__GOAL OF THE EXERCISE__. The answer is a stretch of the material below, returned exactly: the line containing "2. Various boxes", the line containing "chrome_jIlEscrPEE", and all lines between.

[[ AVAILABLE DATA open ]]

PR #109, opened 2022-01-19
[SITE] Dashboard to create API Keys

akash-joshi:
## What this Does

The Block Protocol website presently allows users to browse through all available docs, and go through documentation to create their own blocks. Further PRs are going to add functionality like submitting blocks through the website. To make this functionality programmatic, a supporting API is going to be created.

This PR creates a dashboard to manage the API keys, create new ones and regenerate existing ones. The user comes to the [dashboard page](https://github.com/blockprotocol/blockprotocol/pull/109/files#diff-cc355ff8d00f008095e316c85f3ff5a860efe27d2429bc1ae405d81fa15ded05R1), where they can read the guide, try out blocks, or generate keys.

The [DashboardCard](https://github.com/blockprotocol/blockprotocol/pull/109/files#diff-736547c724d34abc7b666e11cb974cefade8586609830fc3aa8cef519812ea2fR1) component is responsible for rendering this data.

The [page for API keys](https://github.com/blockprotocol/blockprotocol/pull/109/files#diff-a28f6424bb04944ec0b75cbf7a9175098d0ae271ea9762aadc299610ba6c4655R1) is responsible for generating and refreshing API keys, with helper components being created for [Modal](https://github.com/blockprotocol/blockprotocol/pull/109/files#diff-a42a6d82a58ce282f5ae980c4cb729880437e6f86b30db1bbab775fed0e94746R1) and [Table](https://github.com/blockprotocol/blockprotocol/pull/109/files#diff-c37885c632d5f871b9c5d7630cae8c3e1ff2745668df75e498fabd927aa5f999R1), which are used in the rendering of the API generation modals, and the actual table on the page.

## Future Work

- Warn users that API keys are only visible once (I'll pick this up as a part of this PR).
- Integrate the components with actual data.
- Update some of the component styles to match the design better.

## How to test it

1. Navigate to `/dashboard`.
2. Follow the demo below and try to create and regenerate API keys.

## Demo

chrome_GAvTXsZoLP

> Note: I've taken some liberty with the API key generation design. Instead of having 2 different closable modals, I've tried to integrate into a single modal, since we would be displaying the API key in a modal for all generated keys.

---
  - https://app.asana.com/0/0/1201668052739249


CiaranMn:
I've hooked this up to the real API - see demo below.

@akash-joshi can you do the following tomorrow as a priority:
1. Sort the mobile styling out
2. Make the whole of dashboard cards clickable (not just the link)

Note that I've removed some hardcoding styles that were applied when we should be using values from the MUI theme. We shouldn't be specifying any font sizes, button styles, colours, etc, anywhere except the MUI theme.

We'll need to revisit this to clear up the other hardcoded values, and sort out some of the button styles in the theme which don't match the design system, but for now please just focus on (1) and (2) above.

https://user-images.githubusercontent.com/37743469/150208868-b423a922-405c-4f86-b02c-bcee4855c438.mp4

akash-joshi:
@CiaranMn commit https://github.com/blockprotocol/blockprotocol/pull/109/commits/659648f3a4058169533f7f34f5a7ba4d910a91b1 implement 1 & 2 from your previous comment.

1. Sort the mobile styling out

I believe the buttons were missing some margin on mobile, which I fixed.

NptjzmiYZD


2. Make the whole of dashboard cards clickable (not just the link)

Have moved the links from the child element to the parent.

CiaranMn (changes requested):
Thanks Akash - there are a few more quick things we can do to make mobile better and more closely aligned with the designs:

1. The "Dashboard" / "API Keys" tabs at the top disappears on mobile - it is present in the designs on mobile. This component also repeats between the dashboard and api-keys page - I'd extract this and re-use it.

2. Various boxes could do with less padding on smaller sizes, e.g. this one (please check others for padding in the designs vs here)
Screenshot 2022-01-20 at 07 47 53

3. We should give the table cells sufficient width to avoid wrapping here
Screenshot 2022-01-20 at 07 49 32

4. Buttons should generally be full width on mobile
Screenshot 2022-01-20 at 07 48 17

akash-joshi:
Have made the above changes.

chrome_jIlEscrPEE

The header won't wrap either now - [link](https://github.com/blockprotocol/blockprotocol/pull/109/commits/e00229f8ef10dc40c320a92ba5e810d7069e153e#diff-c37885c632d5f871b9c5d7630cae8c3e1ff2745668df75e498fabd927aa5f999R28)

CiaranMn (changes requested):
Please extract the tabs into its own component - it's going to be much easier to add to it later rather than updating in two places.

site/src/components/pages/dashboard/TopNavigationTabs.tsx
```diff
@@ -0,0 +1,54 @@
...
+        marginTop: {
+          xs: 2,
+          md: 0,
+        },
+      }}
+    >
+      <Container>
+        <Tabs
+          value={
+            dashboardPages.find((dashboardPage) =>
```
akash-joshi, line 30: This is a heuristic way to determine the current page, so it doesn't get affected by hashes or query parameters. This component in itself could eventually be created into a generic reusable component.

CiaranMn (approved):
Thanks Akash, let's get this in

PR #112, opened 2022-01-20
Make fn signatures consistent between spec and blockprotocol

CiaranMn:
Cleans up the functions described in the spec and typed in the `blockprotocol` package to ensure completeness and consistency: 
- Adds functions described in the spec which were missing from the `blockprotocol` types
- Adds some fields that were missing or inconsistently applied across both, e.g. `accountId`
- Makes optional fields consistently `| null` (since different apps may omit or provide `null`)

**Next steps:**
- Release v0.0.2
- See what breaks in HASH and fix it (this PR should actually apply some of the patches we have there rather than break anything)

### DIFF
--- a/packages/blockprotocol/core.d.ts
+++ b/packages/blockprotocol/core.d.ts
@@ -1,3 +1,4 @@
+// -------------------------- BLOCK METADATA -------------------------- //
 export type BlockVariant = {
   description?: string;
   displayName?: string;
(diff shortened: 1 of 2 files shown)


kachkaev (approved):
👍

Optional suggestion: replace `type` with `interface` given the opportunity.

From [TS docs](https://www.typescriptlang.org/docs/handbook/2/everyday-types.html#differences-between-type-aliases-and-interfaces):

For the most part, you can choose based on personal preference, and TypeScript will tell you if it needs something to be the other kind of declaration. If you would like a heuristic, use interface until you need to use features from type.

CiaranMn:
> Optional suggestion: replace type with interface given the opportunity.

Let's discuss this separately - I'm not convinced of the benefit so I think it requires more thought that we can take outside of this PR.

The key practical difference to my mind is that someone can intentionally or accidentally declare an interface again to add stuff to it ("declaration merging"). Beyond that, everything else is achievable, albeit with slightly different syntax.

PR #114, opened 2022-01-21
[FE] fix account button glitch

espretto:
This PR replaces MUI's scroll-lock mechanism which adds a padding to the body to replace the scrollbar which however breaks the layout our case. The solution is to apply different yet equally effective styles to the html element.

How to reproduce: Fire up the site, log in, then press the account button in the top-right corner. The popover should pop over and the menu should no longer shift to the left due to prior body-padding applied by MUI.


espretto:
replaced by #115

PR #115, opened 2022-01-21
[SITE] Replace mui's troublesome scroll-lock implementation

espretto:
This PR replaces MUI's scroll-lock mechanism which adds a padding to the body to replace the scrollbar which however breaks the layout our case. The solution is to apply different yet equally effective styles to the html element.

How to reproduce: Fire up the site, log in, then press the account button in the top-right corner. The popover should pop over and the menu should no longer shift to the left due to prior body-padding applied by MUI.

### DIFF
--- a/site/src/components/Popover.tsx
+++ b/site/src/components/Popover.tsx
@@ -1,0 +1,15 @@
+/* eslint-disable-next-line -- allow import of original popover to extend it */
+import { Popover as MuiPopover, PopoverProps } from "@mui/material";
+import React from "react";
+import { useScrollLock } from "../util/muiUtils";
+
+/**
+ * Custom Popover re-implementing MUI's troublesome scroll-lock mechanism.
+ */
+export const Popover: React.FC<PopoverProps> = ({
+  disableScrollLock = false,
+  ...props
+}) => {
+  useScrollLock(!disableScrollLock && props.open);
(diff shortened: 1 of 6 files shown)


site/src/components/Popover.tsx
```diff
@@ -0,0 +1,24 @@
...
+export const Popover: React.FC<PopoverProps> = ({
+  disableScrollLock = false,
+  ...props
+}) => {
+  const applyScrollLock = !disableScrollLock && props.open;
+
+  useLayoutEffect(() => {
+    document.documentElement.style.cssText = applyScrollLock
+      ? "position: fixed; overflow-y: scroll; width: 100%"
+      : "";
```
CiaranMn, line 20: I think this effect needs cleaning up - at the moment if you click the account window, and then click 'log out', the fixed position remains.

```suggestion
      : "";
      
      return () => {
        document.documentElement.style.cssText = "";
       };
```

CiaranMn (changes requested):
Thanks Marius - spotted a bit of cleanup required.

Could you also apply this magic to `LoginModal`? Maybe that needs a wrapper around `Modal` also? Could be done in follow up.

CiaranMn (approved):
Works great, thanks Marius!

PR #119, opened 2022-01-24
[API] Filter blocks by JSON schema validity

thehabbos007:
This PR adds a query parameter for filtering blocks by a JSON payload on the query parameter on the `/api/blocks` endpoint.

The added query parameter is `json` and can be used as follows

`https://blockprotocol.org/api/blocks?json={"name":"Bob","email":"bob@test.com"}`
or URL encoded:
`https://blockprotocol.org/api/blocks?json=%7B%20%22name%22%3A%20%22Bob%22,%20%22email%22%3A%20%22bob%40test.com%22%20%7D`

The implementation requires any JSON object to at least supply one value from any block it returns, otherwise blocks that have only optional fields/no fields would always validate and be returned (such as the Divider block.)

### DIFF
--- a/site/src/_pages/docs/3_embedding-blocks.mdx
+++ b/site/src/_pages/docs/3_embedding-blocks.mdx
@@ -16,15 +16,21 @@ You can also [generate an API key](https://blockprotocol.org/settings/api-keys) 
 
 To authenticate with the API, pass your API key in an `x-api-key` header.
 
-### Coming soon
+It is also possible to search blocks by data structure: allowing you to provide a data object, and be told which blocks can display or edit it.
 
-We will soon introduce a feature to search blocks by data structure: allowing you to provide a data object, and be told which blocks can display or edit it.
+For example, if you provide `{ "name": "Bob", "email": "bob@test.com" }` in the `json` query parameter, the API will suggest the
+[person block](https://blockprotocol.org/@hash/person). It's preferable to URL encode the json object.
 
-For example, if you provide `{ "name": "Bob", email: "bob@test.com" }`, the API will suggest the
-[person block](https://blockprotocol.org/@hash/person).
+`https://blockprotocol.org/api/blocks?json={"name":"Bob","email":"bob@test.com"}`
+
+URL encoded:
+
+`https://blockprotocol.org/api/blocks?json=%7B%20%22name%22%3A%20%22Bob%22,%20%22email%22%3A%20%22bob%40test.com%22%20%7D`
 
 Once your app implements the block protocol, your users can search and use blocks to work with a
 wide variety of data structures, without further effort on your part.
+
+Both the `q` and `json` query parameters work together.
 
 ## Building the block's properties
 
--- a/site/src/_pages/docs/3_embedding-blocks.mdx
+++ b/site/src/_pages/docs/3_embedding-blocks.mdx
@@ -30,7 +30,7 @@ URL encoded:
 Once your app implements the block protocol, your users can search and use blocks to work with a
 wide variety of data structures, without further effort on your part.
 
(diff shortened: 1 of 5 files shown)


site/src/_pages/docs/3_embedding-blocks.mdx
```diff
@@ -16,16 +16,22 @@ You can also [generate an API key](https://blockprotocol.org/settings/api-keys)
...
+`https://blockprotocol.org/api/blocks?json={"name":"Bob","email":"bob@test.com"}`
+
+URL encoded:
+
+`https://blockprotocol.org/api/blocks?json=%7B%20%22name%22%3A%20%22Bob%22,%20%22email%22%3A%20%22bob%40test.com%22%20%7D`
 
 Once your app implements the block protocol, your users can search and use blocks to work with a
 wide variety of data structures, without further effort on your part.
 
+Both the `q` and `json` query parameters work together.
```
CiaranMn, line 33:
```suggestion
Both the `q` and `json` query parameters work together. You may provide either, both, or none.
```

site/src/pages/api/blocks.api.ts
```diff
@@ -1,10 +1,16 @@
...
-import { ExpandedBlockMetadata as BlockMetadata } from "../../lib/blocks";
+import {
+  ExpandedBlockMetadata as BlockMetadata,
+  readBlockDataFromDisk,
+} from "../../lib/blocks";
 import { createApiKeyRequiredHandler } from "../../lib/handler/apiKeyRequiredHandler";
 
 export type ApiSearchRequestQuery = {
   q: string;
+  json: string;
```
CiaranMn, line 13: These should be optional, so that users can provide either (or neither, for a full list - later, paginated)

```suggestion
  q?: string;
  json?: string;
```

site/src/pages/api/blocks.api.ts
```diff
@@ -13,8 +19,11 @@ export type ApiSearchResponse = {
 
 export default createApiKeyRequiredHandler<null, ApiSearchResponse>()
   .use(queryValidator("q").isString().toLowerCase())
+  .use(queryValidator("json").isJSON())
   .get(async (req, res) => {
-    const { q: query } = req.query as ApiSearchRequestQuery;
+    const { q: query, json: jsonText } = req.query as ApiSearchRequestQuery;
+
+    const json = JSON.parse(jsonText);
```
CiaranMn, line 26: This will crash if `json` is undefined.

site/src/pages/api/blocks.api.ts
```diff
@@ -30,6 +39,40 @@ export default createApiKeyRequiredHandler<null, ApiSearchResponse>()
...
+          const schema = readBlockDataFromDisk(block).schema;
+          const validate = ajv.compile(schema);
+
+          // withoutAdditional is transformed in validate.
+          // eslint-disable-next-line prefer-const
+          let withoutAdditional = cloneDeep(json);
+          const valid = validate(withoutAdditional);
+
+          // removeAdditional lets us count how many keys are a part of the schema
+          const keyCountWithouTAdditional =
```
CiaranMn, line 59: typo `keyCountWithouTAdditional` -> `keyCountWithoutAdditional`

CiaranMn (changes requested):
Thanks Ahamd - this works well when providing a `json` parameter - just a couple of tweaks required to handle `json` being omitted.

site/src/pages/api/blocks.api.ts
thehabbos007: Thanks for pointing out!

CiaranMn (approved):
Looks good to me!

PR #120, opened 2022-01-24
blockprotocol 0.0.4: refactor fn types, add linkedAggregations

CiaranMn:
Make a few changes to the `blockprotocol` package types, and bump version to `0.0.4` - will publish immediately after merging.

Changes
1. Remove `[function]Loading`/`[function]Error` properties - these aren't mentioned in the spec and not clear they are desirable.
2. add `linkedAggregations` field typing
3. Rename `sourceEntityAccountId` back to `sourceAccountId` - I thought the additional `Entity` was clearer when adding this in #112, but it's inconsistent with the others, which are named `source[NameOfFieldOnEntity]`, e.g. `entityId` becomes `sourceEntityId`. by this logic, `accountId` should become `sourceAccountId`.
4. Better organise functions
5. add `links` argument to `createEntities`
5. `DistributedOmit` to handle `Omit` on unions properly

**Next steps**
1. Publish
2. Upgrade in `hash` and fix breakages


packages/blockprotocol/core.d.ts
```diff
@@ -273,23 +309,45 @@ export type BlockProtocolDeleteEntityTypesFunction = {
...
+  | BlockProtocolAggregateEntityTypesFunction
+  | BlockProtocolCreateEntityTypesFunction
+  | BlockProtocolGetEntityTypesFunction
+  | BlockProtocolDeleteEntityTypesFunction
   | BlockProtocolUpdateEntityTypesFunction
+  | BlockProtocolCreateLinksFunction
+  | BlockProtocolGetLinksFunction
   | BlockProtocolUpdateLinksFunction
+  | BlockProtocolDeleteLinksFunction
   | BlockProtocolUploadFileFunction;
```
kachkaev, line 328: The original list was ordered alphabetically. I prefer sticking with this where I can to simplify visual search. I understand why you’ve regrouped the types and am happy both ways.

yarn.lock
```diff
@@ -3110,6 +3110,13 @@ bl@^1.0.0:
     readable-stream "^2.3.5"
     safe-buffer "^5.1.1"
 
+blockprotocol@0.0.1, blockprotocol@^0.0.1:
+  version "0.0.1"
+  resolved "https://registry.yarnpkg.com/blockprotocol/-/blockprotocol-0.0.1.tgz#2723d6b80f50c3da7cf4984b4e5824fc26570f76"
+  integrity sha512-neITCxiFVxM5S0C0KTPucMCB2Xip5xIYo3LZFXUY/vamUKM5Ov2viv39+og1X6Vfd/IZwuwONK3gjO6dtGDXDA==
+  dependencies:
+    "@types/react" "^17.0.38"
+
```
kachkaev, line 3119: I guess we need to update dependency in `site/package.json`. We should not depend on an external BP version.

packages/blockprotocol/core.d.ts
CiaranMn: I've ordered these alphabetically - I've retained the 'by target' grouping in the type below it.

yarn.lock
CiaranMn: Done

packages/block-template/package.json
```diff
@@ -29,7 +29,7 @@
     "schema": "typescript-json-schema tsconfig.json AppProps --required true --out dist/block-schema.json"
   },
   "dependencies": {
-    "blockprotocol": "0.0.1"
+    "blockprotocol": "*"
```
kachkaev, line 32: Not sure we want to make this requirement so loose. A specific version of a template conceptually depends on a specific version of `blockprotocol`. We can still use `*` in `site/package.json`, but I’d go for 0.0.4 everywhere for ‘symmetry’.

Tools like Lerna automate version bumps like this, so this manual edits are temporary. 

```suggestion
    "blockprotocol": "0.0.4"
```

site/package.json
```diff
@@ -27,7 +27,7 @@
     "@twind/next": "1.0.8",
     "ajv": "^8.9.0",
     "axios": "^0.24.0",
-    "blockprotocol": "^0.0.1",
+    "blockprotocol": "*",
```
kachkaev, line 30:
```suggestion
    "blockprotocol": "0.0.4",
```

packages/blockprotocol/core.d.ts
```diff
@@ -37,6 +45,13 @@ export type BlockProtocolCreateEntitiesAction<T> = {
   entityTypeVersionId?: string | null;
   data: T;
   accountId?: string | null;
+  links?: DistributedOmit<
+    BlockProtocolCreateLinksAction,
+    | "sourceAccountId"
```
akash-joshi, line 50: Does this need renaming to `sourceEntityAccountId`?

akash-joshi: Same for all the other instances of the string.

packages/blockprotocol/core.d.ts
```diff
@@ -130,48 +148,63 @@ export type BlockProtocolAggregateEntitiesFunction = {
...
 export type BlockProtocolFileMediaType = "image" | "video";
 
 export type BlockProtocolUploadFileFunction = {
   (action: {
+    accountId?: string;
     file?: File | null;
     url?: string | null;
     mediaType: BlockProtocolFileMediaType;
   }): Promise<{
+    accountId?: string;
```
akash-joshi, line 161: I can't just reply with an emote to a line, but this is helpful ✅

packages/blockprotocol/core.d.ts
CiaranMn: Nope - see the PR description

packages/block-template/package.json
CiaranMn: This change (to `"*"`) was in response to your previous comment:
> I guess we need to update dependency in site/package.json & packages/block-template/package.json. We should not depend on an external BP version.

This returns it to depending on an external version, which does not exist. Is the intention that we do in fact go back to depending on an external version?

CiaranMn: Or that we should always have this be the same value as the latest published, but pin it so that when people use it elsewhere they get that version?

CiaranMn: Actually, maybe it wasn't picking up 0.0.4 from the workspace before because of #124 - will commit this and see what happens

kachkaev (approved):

[[ AVAILABLE DATA closed ]]

__OUTPUT FOR THIS EXERCISE__.
2. Various boxes could do with less padding on smaller sizes, e.g. this one (please check others for padding in the designs vs here)
Screenshot 2022-01-20 at 07 47 53

3. We should give the table cells sufficient width to avoid wrapping here
Screenshot 2022-01-20 at 07 49 32

4. Buttons should generally be full width on mobile
Screenshot 2022-01-20 at 07 48 17

akash-joshi:
Have made the above changes.

chrome_jIlEscrPEE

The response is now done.